Including a Metropolis-Hastings swap stage after every $S$ iterations in should result in a high degree of mixing, such that the Parallel Tempering algorithm can run indefinitely and draws from the time series of optimal policies produced by this algorithm mirror the distribution of optimal policies more generally.
The above describes our "naive" implementation Parallel Tempering. Please see Syed et al. [2] for a discussion of their more sophisticated algorithm. In particular, the authors do not take the inverse temperature schedule as given. Instead, we only assign a maximum inverse temperature, $N_K$ and the schedule is determined optimally to ensure mixing.
Testing for optimal mixing
Given a set of policies $\{N_l\}_{l =1}^{L}$, how can we be sure that this set of policies is drawn from the the distribution of optimal policies $\pi_\beta$? We propose the following test statistic
\[\hat{T} = \hat{W}_{\max} - \hat{W}_{\text{mean}} - \frac{\log n}{\beta}\]
Where $\hat{W}_{\max}$ and $\hat{W}_{\text{mean}}$ are the maximum and mean values of the the welfare values from the observed set of policies, $\{W(N_l)\}_{l =1}^{L}$, respectively, $n$ represents the size of the state space (i.e. the number of different policies which can be selected), and $\beta$ is the inverse temperature associated with this set of draws.

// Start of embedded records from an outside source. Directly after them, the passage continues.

Issue #567, opened 2015-08-26
Allow <relation> to occur intermittently within parent elements


TEITechnicalCouncil:
Currently in the guidelines, `<relation>` is allowed to occur within the following:

```
core: listBibl
namesdates: listEvent listNym listOrg listPerson listPlace listRelation
```

There are many uses for `<relation>` that enable users to define types of relationships between these given types of data. This tool is very useful for modeling data in ways that are consistent with ontological information and conversion to RDF.

However, even though `<relation>` is allowed to occur in any of the above elemental contexts, the way the content model is defined (below) it is not currently permitted to occur intermittently amongst the `<place>`, `<event>`, `<person>`, etc.  elements whose relationship to one another it is defining. Thus it is effectively only useable as a standoff element.

```

  (
     model.headLike*,
     ( model.placeLike | listPlace )+,
     ( relation | listRelation )*
  )

```

While use of `<relation>` as a standoff element may be acceptable for those using automated processes to gather and structure pre-existing data, it is not feasible for those who need to manually encode such data, as it requires a cumbersome and untenable process of scrolling back and forth between the different sections of a document.

While this may require added complexity in defining the content model, doing so would allow the element to reach its full functional potential and would almost definitely increase its usage.

What I propose is to change the model to allow for such uses of `<relation>` as in the following example:

```

         <listPlace>

            <place n="681" xml:id="Öst.">
               <placeName xml:lang="de">Österreich</placeName>
               <placeName xml:lang="de" full="abb">Öst.</placeName>
               <location>
                  <geo corresp="#gis_region_id-862"/>
               </location>              
            </place>

            <relation name="vaterregion" active="#Öst." passive="#Kä #OÖ #Bgl. #NÖ #Sa. #St. #Tir. #W. #Vlbg."/>

           <place n="181" xml:id="OÖ">
              <placeName xml:lang="de">Oberösterreich</placeName>
              <placeName xml:lang="de" full="abb">OÖ</placeName>
              <location>
                 <geo corresp="#gis_region_id-735"/>
              </location>
           </place>

            <place n="101" xml:id="Kä">
               <placeName xml:lang="de">Kärnten</placeName>
               <placeName xml:lang="de" full="abb">Kä</placeName>
               <location>
                  <geo corresp="#gis_region_id-708"/>
               </location>
            </place> 
            .....

```

Original comment by: @iljackb

raffazizzi:
[...]

PR #2021, opened 2020-08-06
Work on 567

sydb:
This change implements 567 by changing the content models of the following elements as per the description on the ticket. This fix has a non-backward compatible change: a member of model.milestoneLike is no longer allowed as the only child of `<listBibl>`. I consider the fact that such was allowed a corrigible error. (For supporting evidence I note that there are no examples of it in the _Guidelines_, nor am I aware of any prose discussing what the BLEEP it would mean.)

I did not remove `<listRelation>` from model.biblPart, per my [comment on the ticket of 2017-11-20](https://github.com/TEIC/TEI/issues/567#issuecomment-345599582), to wit that:

- the (only) effect would be to remove `<listRelation>` as a possible child of `<bibl>`;
- that would obviously break backward compatibility;
- `<bibl>`s can clearly have relations to at least other bibliographic items (n.b. `<relatedItem>`), if not people, places, and things.

Thus I think if we want to remove `<listRelation>` from model.biblPart, that would require another ticket and a separate discussion.

I did not change any examples that had `<relation>` as a direct child of `<listSomething>`, because there were none.

Elements changed:

- `<listBibl>`
- `<listEvent>`
- `<listNym>`
- `<listObject>`
- `<listOrg>`
- `<listPerson>`
- `<listPlace>`
- `<listRelation>`


lb42:
A bibl containing only milestone like elements and text is entirely possible. You might want to indicate formatting only. Please think again.

sydb:
Sorry, @lb42, that was my fault … the comment should have said “listBibl”, not “bibl”. While you are obviously correct that `<bibl>` should be allowed to have text & milestones (one wonders why not text & model.global, though), I think you will agree that a `<listBibl>` should have at least one bibl-like-thing in it.
I will see if I can edit the comment above …

P5/Source/Specs/listBibl.xml
```diff
@@ -34,22 +35,21 @@
...
+        <elementRef key="relation" minOccurs="1" maxOccurs="1"/>
+        <elementRef key="listRelation" minOccurs="1" maxOccurs="1"/>
+      </alternate>
+      <sequence minOccurs="1" maxOccurs="unbounded">
+        <classRef key="model.biblLike" minOccurs="1" maxOccurs="unbounded"/>
         <alternate minOccurs="0" maxOccurs="unbounded">
-          <elementRef key="relation"/>
-          <elementRef key="listRelation"/>
+          <classRef key="model.milestoneLike" minOccurs="1" maxOccurs="1"/>
+          <elementRef key="relation" minOccurs="1" maxOccurs="1"/>
```
peterstadler, line 49: Just out of curiosity: the addition of `minOccurs="1" maxOccurs="1"` to various `elementRef` is purely cosmetic (for clarity?), right?

peterstadler (approved):
changes look appropriate and my local build of the schemas was successful – thanks @sydb

P5/Source/Specs/listBibl.xml
sydb: Yes, that is my recollection. I sometimes think `@minOccurs` and `@maxOccurs` should not have defaults, but rather should be required.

Asymptotically, $\hat{T}$ is bounded above by the normal distribution of $\mathcal{N}\left(0, \frac{\sigma_\pi}{L}\right)$. Therefore, to test whether $\{N_l\}_{l =1}^{L}$ are drawn independently from $\pi_\beta$, we use the one-sided t-test based on
\[\frac{\hat{T}}{\hat{\sigma}_\pi / \sqrt{L - 1}}\]
where $\hat{\sigma}_\pi$ is the estimated standard deviation of welfare values.